Ancak farklı meslek dallarının kendiliğinden kıymet sahibi olup olmadığı ve hangi işin ne kadar takdire şayan olduğu şu anda tartıştığım konunun bir parçasını oluşturmuyor. Şu anda Mösyö de Lamartine ve onun bu argümanını alkışlayanlara göstermem gereken şu: Bir yanda aktörlerin ihtiyaçlarını karşılayanların kazandıkları ücretleri görenler, öbür yanda vergi veren vatandaşların ihtiyaçlarını karşılayanların ettiği zararları da görmelidir. Bunu göremeyenler servetin yeniden dağıtımıyla, kazanç kavramlarını karıştırıyorlar demektir ve bu yüzden de mizah malzemesi olmayı hak ederler. Fikirlerinin mantıklı olduğunu düşünüyorlarsa, talep etmeleri gereken sonsuz sübvansiyondur; çünkü bir frank da olsa, yüz milyon frank da olsa aynı mantığın geçerli olması gerekir.

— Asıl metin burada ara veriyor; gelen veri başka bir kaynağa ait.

Issue #275, opened 2026-07-02
Support a Codex-native mode that can use the current Codex session as the LLM runner


lihqi:
### Problem Statement

First of all, thank you for open-sourcing Open Code Review and for adding Codex skill/plugin support. The project is very useful, especially the deterministic diff handling and structured review workflow.

I would like to use Open Code Review from inside Codex via the installed skill/plugin. Today, the Codex integration invokes the local `ocr` CLI, and `ocr` still requires a separately configured LLM endpoint/API key. For users who already have a Codex subscription or token allowance, this means the Codex integration cannot use their existing Codex quota and requires another provider setup or extra API billing.

This is a bit confusing from a user perspective because the workflow is launched inside Codex, but the actual model calls are still managed outside Codex.

### Proposed Solution

It would be great to have a Codex-native mode for the Codex integration.

Possible shape:

- A documented mode such as `ocr review --audience agent --llm-runner codex`, or a dedicated Codex skill/plugin path.
- In this mode, Open Code Review could keep the deterministic parts of the pipeline, such as diff/file selection, grouping, rules, and output formatting.
- The LLM judgment/review step would be delegated to the current Codex session, so users can use their existing Codex quota instead of configuring `OCR_LLM_URL` / `OCR_LLM_TOKEN`.

If direct access to the Codex model runner is not technically possible, another helpful option might be to expose an `ocr` command that only prepares the deterministic review context as JSON/Markdown. The Codex skill could then ask Codex itself to perform the review from that context.

### Alternatives Considered

Current workarounds I found:

- Configure a separate OpenAI/Anthropic/OpenAI-compatible endpoint for `ocr`.
- Use a local model through Ollama/LM Studio.
- Use Codex's native code review without Open Code Review.

These work, but they either require extra provider setup/cost, or they lose the Open Code Review pipeline that makes this project valuable.

### Affected Area

Review Agent / LLM interaction

### Additional Context

Related docs/PRs I looked at:

- The README says the Codex plugin registers a skill that runs `ocr review --audience agent`.
- PR #69 notes that the Codex integration does not make Codex the internal LLM runner for OCR.

I completely understand there may be product/API limitations here. Even a short documentation note explaining the limitation and recommended Codex-native workaround would be very helpful. Thanks again for the great project!

lizhengfeng101:
Thanks for the detailed and thoughtful suggestion!

[...]

PR #276, opened 2026-07-02
feat: add Codex-owned review workflow

munsunouk:
## Summary

This re-submits the Codex-owned review flow from #245 and addresses the OCR bot feedback from that PR.

The change keeps OCR as the deterministic data plane for host-agent-led reviews:

- `ocr agent prepare` builds review bundles/manifests without invoking OCR's LLM backend
- `ocr agent context` exposes target-aware read/diff/search helpers
- `ocr agent validate-comments` validates agent findings against immutable bundle evidence
- `ocr agent report` renders validated findings

This is intended to address the Codex-native workflow requested in #275 without requiring OCR to call Codex CLI as a chat-completions provider.

## Maintainer follow-up

- Preserved existing `ocr review` / `ocr scan` include-filter behavior; strict include allowlist semantics are intentionally left out of this PR.
- Added coverage that symbolic refs still work for code search after ref pre-resolution.
- Landed the neutral `ocr agent ...` CLI surface in this PR and removed the public `ocr codex` command path.
- Session/report observability is now agent-neutral, and viewer support for legacy `codex_event` / `codex-owned` records has also been removed.

## OCR bot feedback addressed

- add top-level help hint for `ocr codex`
- finalize Codex report sessions after report rendering succeeds
- improve scan manifest diagnostics
- clamp context reads to the documented 500-line maximum
- use cleaned search patterns for context search
- add cancellation checks and cheaper partition sizing
- normalize bundle schema `$defs` naming
- fix Markdown code span/fence escaping and text warnings
- make scan target hashes cover reviewed files and make `partial` budget-driven
- avoid redundant scan batch parsing
- stop validation after excluded paths and cache target file reads
- preserve native include-filter behavior for diff and scan targets
- resolve range/commit refs to immutable SHAs before later diff loading
- stream untracked file hashing instead of reading whole files into memory
- add viewer fallbacks for empty Codex fields
- harden Codex session record serialization and avoid redundant chmod
- propagate code-search ref resolution timeouts
- escape codegraph script path interpolation
- remove the public `ocr codex` CLI surface in favor of `ocr agent`
- reject legacy `codex_event` / `codex-owned` viewer records

## Tests

- `GOTOOLCHAIN=auto go test ./...`
- `GOTOOLCHAIN=auto go build -o dist/opencodereview ./cmd/opencodereview`


lizhengfeng101:
Thanks a lot for picking this back up and carefully working through all the earlier bot feedback — this is a substantial, well-structured contribution, and the two-layer split (OCR as the deterministic data plane, the host agent as the reasoning layer) is exactly the right direction. Splitting `prepare` / `context` / `validate-comments` / `report` into pure, schema-bound CLI commands with no LLM dependency is a clean design, and the parity matrix + JSON schemas make the contract easy to reason about. Really nice work.

Two directions we'd love to see this evolve toward:

**1. An agent-agnostic ("host-agnostic") tooling model.**
The deterministic layer here isn't really Codex-specific — bundles, validation, and reports are identical regardless of who drives them. Any agent that can run a shell command (Claude Code, Cursor, Qoder, …) could reuse it as-is. Right now the naming and command space are bound to Codex (`ocr codex ...`, `codex-review-bundle-v1`, `controlPlane` values, session records tagged codex-owned). It would be great to generalize the surface — e.g. a neutral `ocr agent ...` namespace with Codex as the first adopter — so this becomes a reusable capability rather than a Codex-only path. The host-specific glue (plugin/skill manifests, or exposing these commands as MCP tools) can then stay a thin adapter on top of one shared core. Given we already ship an MCP server, exposing this layer over MCP could let MCP-capable hosts reuse it with zero per-host adaptation.

**2. Zero impact on the existing `ocr review` / `ocr scan` core.**
A hard requirement for us is that this new path must not change the behavior of the existing native review/scan agents. Most of the PR meets that bar (pure additions + behavior-preserving refactors), but there's one spot that does change existing behavior:

The refactor that extracts the inline file-filter logic from `internal/agent/preview.go` and `internal/scan/agent.go` into the shared `internal/reviewfilter` package also changes the `--include` semantics. The new `reviewfilter.Filter.ExcludeReason` adds:

```go
if f.FileFilter != nil && f.FileFilter.HasInclude() {
    if !f.FileFilter.IsUserIncluded(path) {
        return model.ExcludeUserRule
    }
}
```

Neither the old review path nor the old scan path had this branch. Previously, a file not matching the `--include` list was *not* short-circuited — it fell through to the extension/path checks and was often still reviewed. The new code turns `--include` into a hard allowlist (anything outside the list is excluded). The new test case `docs/readme.md + Include:["src/**"] → ExcludeUserRule` confirms the change (this used to be `ExcludeNone`).

The new semantics are arguably more intuitive, but they do change what native `ocr review` / `ocr scan` return for existing users. Our preference would be to keep this refactor strictly behavior-preserving for the native paths — i.e. have `reviewfilter` faithfully reproduce the existing behavior — and if the `--include` = strict-allowlist change is desired, land it as a separate, clearly-documented change rather than folding it into this feature.

(Minor, same theme: `internal/tool/code_search.go` now pre-resolves a ref via `rev-parse` before grepping. Equivalent for resolvable refs, but the error path is now stricter — worth a quick check that it doesn't alter existing review/scan search behavior.)

Overall: love the design and the discipline here. If we can (1) generalize it beyond Codex and (2) guarantee the native kernel behavior is untouched, this becomes a really elegant and safe foundation. Thanks again for the great work!

munsunouk:
Thanks for the detailed review — agreed on both points.

I’ll first address the hard compatibility requirement in this PR: the `reviewfilter` extraction should be behavior-preserving for the existing `ocr review` / `ocr scan` paths. I’ll remove the strict `--include` allowlist behavior from this PR and add/adjust tests so the native paths keep their previous semantics. If strict include semantics are still desirable, I’ll treat that as a separate, explicitly documented behavior-change PR.

On the host-agnostic direction, I agree as well. The deterministic bundle/context/validate-comments/report layer is not inherently Codex-specific. To avoid expanding this already-large PR too much, I’d prefer to keep this PR focused on the Codex-first adapter plus compatibility fixes, then follow up with a separate generalization PR for a neutral surface such as `ocr agent ...` and/or MCP exposure, with Codex as one thin host adapter on top.

I’ll push the behavior-preserving include fix first.

munsunouk:
Pushed the behavior-preserving include fix in `e4276ad`.

What changed:
- Removed the strict `--include` allowlist behavior from the shared review filter.
- Preserved the native diff-review include ordering: user exclude first, include match can pass, then extension/default-path checks.
- Preserved the native full-scan ordering separately: user exclude, extension check, include match, then default-path checks.
- Added/updated tests to lock both native paths so non-matching include patterns no longer exclude otherwise-reviewable files.

Verification:
- `GOTOOLCHAIN=auto go test ./internal/reviewfilter ./internal/agent ./internal/scan`
- `GOTOOLCHAIN=auto go test ./...`
- pre-push hook passed.

lizhengfeng101:
Thanks for the quick turnaround — I verified `e4276ad`, and the include fix is exactly right. Splitting the two native orderings into `ExcludeReason` (review: include short-circuits before ext) and `ExcludeScanReason` (scan: ext before include), and pointing `scan/classify.go` at the scan variant, faithfully preserves both native paths while still removing the duplication. The restored test expectations confirm it. And thanks for the extra `rev-parse` symbolic-ref test coverage too. 👍

Fully agree on keeping this PR focused and landing the host-agnostic generalization separately — that's the right scope call.

One thing I'd like to raise before that follow-up, specifically about the CLI surface we commit to here:

I'd suggest **not shipping `ocr codex` as a public top-level command**. The `prepare` / `context` / `validate-comments` / `report` layer is a deterministic data plane that's identical for every host — which host drives it (Codex, Claude Code, Cursor, …) belongs to the adapter layer (plugin/skill/MCP), not to the CLI command tree. Naming a top-level command after one host effectively promotes "who drives it" into a command dimension, and it means we'd be publishing an interface we already know we'll want to rename.

The concern is both debt and newcomer UX:
- If we later add `ocr agent`, we either keep both (top-level becomes `review / scan / codex / agent / ...`, and a newcomer immediately wonders which of `codex`/`agent` to use and how they differ), or we deprecate `codex` and migrate docs/plugins/user scripts. Neither is great.
- What actually confuses newcomers isn't an extra advanced command — it's two overlapping commands doing the same thing.

Since I don't think this needs to expand the PR, two low-cost options:
1. **Land the neutral name now** (e.g. `ocr agent ...`) with Codex as the first adapter on top of it — same code, just a host-agnostic surface from day one; or
2. **Keep these commands experimental / hidden** in this PR (not listed in top-level `-h`), so we don't commit to a public contract until the neutral design settles.

Either way, the guiding principle would be: host differences (codex/claude/cursor) live entirely in the adapter layer (plugin/skill/MCP), and the CLI top level stays limited to capability commands like `review` / `scan`. That keeps the surface clean for newcomers and avoids a future deprecation cycle.

Not a blocker for the compatibility work — just want to settle the public surface before `ocr codex` becomes something people depend on. Curious what you think.

munsunouk:
Thanks, that makes sense to me.

I agree that `prepare`, `context`, `validate-comments`, and `report` are deterministic data-plane primitives, not Codex-specific capabilities. Making Codex a top-level public command would bake the first adapter into the CLI shape, which gets awkward once Claude Code, Cursor, MCP, or other adapters use the same layer.

I’ll update this PR so `ocr agent ...` is the canonical public surface, and I’ll update the user-facing Codex plugin/skill instructions to use that path. I won’t keep `ocr codex` as a parallel public command, since that would create a confusing “which one should I use?” split.

To keep this PR scoped, I’ll limit the change to the CLI, docs, plugin, and skill instructions. I won’t rename broad internal package/type/schema identifiers here unless they are user-facing or required for tests. A deeper protocol/internal rename can be handled separately if we decide it is worth doing.

munsunouk:
Updated this PR to make `ocr agent ...` the only CLI surface for these deterministic primitives.

I removed the `ocr codex` dispatch entirely, including the hidden compatibility path, and updated the user-facing plugin/skill/docs instructions to use `ocr agent`.

I also made the user-facing observability path agent-neutral: `--session-id` now records `controlPlane: "agent"`, `model: "host-agent"`, `reviewMode: "agent"`, and `agent_event`; the viewer/report labels now say Agent rather than Codex. In `db947d1`, I also removed the remaining viewer read-side compatibility for legacy `codex_event` / `codex-owned` records, so new and supported viewer history is agent-only as well.

I intentionally kept broader internal/schema names unchanged to avoid expanding this PR beyond the public CLI/docs/plugin surface.

Validation: `GOTOOLCHAIN=auto go test ./...` and the pre-push hook pass.

munsunouk:
Thanks again for the detailed feedback here — especially the push toward a host-agnostic surface and the requirement to keep the existing `ocr review` / `ocr scan` behavior unchanged.

I reworked the landing plan to make the review scope smaller and cleaner. Instead of continuing this as one large PR, I’m splitting it into a stacked series and opening the first PR first:

1. host-agent review bundle runtime
2. host-agent surface / alias / docs
3. Cursor adapter and CI bridge

I’m starting with PR1 only so the core runtime/protocol/session/reporting layer can be reviewed independently before I layer the surface rename and the Cursor adapter and CI bridge on top.

New PR1: https://github.com/alibaba/open-code-review/pull/301

I’ll use that as the canonical review path going forward, and then follow with PR2/PR3 after PR1 direction is confirmed. This PR can then be closed as superseded once the split path is in place.

Thanks again — the discussion on this PR directly shaped the split.

lizhengfeng101:
Hi @munsunouk — first, thank you for the depth and persistence here (I know this is a careful resubmit of #245). We've read through the implementation in detail, and the core design — keeping OCR as a **deterministic data plane** that never calls its own LLM, plus the **evidence-based comment validation** (bundle-id binding, target freshness, byte-exact `existing_code` checks) — is exactly the right shape for host-agent-owned review.

Some context on our side: demand for a "run review on my coding-agent subscription, no standalone API key" mode has been growing steadily (see #331 and others), and we've now decided to make this an **officially owned feature** on our roadmap. Your PR is the most complete realization of that direction we've seen, and we'd like to build on it rather than reinvent it.

Because this feature carries a real **quality bar** — the model-output parity benchmark you yourself flagged as the remaining release gate in `CODEX_PARITY_MATRIX.md` (recall/false-positive parity on a fixed ground-truth corpus) — it involves a substantial evaluation effort before it can land on `main`. So we'd like to propose the following, and get your thoughts:

1. **Merge this into a dedicated integration branch (not `main`) first**, as the baseline for the feature. From there we'll iterate on it together and run the evaluation work, rather than blocking your contribution while that happens.
2. **We'd keep you credited as a co-author** on the resulting work — this started from your design and we want that reflected.
3. **We'd like to hold off on the `ocr agent context` capability for now.** Not a rejection — it's the piece most entangled with the evaluation (its behavior needs to be validated against the benchmark before we commit to the surface). We'd rather land the prepare/validate/report core first and revisit `context` once the eval tells us what it should look like. Does that sequencing make sense to you, or do you see `context` as load-bearing for the core flow?

Would you be open to this path — landing on an integration branch and continuing to collaborate on it from there? Happy to adjust the branch/process to whatever works best for you.

munsunouk:
Hi @lizhengfeng101,

Thank you for the thoughtful review and for recognizing the design and implementation effort here. I’m very happy that this is becoming an officially owned feature on the roadmap.

Yes, this sequencing makes sense to me.

I’m happy for the prepare/validate/report runtime to land first on a dedicated integration branch as the baseline for the evaluation work, with `main` remaining gated on the model-output parity benchmark.

I also agree that `ocr agent context` can be deferred. I consider it complementary rather than load-bearing for the core flow. The initial integration baseline can be limited to:

1. `ocr agent prepare` producing the deterministic review bundle
2. host-agent generated findings
3. `ocr agent validate-comments` validating findings against immutable bundle evidence
4. `ocr agent report` rendering validated findings

For the process, I suggest an upstream integration branch named `integration/host-agent-review`. I will open a new, clean PR against that branch containing only this narrowed core runtime scope.

I will keep follow-up work in this series limited to the host-agent runtime and its neutral surface/documentation. `ocr agent context` will remain deferred until the benchmark results guide its design.

I’d appreciate preserving the co-author attribution in the resulting merge or squashed commit metadata. I’m also glad to help define the fixed corpus, recall/false-positive metrics, and acceptance criteria in `CODEX_PARITY_MATRIX.md`.

Thanks again. I’m happy to continue collaborating on this path.

lizhengfeng101:
Hi @munsunouk,

Thank you for your understanding and for aligning on the sequencing — really appreciate the collaborative spirit throughout this discussion.

On our side, we've already started the design work for the integration branch and the evaluation framework. We'll open a PR soon and cc you on it — your input and guidance there would be very welcome.

When that PR lands, you'll be listed as a co-author on the merge commit, which reflects the fact that this work is something we've shaped together. Your design and implementation effort here are a meaningful part of the foundation.

Looking forward to continuing the collaboration.

munsunouk:
Thank you — that sounds great.

I’ll keep this PR unchanged for now and look forward to reviewing the integration and evaluation PR once you cc me. I’ll be glad to provide detailed feedback and help validate the host-agent workflow and benchmark criteria.

I appreciate the co-author attribution and look forward to continuing the collaboration.

lizhengfeng101:
Hi @munsunouk — thanks for the effort you put into this PR and the earlier iteration in #245.

We've since shipped **Delegation Mode**, which addresses the same core problem from a different angle: it delegates the actual LLM calls to the host agent (Claude Code, Codex, Cursor, or any other coding agent with an existing subscription), so OCR acts purely as a deterministic review scaffold without needing its own model endpoint.

You can see it live here: https://alibaba.github.io/open-code-review/#/docs/delegate

Given this overlap, we're going to close this PR. That said, we'd love to continue collaborating — if you have ideas for improving Delegation Mode or see gaps in how it serves the Codex workflow specifically, please open an issue or reach out. We'd welcome contributions that push the delegated review experience further.

Thanks again for driving this forward!

kaluli123123:
For readers of this closed PR who want a different integration trade-off: I published an independent experiment, [open-code-review-subscription](https://github.com/kaluli123123/open-code-review-subscription).

Unlike the host-agent-owned workflow discussed here, this fork keeps the native `ocr review` / `ocr scan` orchestration and tool loop inside OCR. Its `codex-cli` backend uses the official Codex app-server; `claude-cli` invokes the official Claude Code CLI. Authentication stays with those CLIs, with no OAuth-token extraction by OCR and no API-key fallback from these backends. This is a different option, not an implementation of this PR's host-driven design, and does not require reopening it.

Build the fork from source; the upstream npm package does not contain these additions. See [setup, verification scope, and known limitations](https://github.com/kaluli123123/open-code-review-subscription/blob/main/docs/cli-subscriptions.md). It is unofficial and experimental, not unlimited/free inference; subscription quotas and account extra-usage settings still apply. AI disclosure: development/review used OpenAI Codex/ChatGPT assistance, coordinated in Prime Agent, and Claude Code for the precommit OCR review.

---

给仍在关注这个已关闭 PR、希望选择另一种集成方式的用户：我发布了一个独立实验项目 [open-code-review-subscription](https://github.com/kaluli123123/open-code-review-subscription)。

与这里讨论的“宿主代理主导流程”不同，这个 fork 让 OCR 继续负责原生 `ocr review` / `ocr scan` 的编排与工具循环，底层通过官方 Codex app-server 或 Claude Code CLI 请求模型。认证仍由官方 CLI 管理，OCR 不提取 OAuth token，这两个后端也不回退到 API key 调用。它是另一种取舍，并非本 PR 的实现，也不请求重新开启此 PR。

需要从 fork 源码构建；上游 npm 包不包含这些新增能力。[配置、验证范围与已知限制](https://github.com/kaluli123123/open-code-review-subscription/blob/main/docs/cli-subscriptions.md)均已列明。当前是非官方实验版，不代表免费或无限量推理，仍受订阅配额与账户额外收费设置约束。AI 使用披露：开发及评审使用 OpenAI Codex/ChatGPT 辅助，由 Prime Agent 协调；提交前 OCR 审核使用了 Claude Code。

Baylar, konu vergilere geldiğinde alınacak vergilerin verimli bir şekilde kullanılacağını makul gerekçelerle kanıtlayın, şunun gibi içler acısı argümanlarla değil: ‘’Kamu harcamaları, çalışan sınıfı ayakta tutuyor.’’ Bu önemle bilinmesi gereken gerçeği gizlemek gibi bir hataya yol açıyor: Kamu harcamaları, özel harcamaları başka bir yere aktarmaktan başka bir şey değildir ve neticede bir sektör çalışanının ötekisi yerine desteklenmesi anlamına gelir, ancak bir bütün olarak çalışan sınıfın mevcut durumunu ileri götürmez. Argümanınız çok popüler ama bir o kadar da saçma, çünkü akıl yürütme tarzınız yanlış.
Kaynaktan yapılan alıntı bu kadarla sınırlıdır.